• **TASK STATEMENT**:
Using the records that follow, copy every line containing the word "also".

□ □ □

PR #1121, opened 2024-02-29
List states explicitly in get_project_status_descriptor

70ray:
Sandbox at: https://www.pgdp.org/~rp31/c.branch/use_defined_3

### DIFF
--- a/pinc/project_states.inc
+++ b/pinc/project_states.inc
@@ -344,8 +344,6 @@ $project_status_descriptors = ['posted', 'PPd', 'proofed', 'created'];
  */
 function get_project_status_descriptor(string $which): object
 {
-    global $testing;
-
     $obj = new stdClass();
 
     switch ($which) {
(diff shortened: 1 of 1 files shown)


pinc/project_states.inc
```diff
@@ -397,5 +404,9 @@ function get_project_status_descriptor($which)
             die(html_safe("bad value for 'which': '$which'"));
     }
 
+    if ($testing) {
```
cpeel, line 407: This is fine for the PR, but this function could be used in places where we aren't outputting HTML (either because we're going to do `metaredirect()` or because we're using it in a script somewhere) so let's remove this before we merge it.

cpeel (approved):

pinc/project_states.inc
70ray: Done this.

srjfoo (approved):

□ □ □

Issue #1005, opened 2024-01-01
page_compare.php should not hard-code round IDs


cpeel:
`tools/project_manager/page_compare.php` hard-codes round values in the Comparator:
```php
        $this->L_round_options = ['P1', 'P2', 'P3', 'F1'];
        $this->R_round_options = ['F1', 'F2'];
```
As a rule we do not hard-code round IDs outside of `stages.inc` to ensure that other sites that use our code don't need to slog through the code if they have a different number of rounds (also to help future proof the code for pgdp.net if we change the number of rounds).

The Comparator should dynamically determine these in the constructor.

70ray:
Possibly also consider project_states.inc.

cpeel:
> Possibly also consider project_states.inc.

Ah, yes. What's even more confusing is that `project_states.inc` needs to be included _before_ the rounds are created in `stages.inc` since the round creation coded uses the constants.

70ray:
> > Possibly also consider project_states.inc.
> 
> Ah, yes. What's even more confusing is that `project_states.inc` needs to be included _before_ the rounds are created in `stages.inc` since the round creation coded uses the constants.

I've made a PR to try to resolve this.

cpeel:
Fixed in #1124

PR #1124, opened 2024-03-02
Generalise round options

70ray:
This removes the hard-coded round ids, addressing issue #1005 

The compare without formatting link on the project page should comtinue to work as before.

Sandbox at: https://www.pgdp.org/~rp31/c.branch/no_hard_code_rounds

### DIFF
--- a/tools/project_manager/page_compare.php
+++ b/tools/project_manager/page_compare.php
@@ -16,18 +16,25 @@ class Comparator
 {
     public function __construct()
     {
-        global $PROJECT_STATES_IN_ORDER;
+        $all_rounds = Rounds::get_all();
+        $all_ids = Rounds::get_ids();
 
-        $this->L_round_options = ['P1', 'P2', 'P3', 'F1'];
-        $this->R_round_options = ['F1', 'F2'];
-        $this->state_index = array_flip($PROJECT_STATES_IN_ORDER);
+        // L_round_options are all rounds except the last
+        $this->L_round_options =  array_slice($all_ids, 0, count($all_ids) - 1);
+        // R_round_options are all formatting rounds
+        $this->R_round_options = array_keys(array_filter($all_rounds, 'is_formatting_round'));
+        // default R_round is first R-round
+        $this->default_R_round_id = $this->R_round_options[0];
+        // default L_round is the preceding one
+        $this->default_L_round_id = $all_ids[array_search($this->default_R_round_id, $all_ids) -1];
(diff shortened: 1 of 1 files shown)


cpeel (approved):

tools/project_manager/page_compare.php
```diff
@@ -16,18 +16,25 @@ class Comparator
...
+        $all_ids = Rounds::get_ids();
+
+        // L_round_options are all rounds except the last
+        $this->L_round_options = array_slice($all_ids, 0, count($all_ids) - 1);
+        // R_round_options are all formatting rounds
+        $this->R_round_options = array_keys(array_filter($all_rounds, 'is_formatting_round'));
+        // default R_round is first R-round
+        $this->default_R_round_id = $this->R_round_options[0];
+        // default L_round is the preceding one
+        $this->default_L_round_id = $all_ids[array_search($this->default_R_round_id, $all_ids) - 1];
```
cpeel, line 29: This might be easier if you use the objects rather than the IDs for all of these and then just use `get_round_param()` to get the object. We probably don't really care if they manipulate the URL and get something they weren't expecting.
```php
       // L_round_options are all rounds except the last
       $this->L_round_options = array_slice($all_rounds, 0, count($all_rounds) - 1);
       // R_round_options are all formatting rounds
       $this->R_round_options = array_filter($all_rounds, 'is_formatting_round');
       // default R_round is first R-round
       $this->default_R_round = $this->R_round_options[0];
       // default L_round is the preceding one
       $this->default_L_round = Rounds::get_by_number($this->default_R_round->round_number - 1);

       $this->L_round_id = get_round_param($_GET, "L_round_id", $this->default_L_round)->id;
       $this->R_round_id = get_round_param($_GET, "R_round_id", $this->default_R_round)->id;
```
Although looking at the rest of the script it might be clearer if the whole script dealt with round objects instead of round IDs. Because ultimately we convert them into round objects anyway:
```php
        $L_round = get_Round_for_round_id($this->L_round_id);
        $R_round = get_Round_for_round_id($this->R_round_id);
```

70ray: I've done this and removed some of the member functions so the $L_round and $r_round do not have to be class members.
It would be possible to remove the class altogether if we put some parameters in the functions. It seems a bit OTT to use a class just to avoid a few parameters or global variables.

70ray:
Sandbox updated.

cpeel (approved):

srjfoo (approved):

□ □ □

• **RESPONSE TO THE TASK**:
As a rule we do not hard-code round IDs outside of `stages.inc` to ensure that other sites that use our code don't need to slog through the code if they have a different number of rounds (also to help future proof the code for pgdp.net if we change the number of rounds).
Possibly also consider project_states.inc.
> Possibly also consider project_states.inc.
> > Possibly also consider project_states.inc.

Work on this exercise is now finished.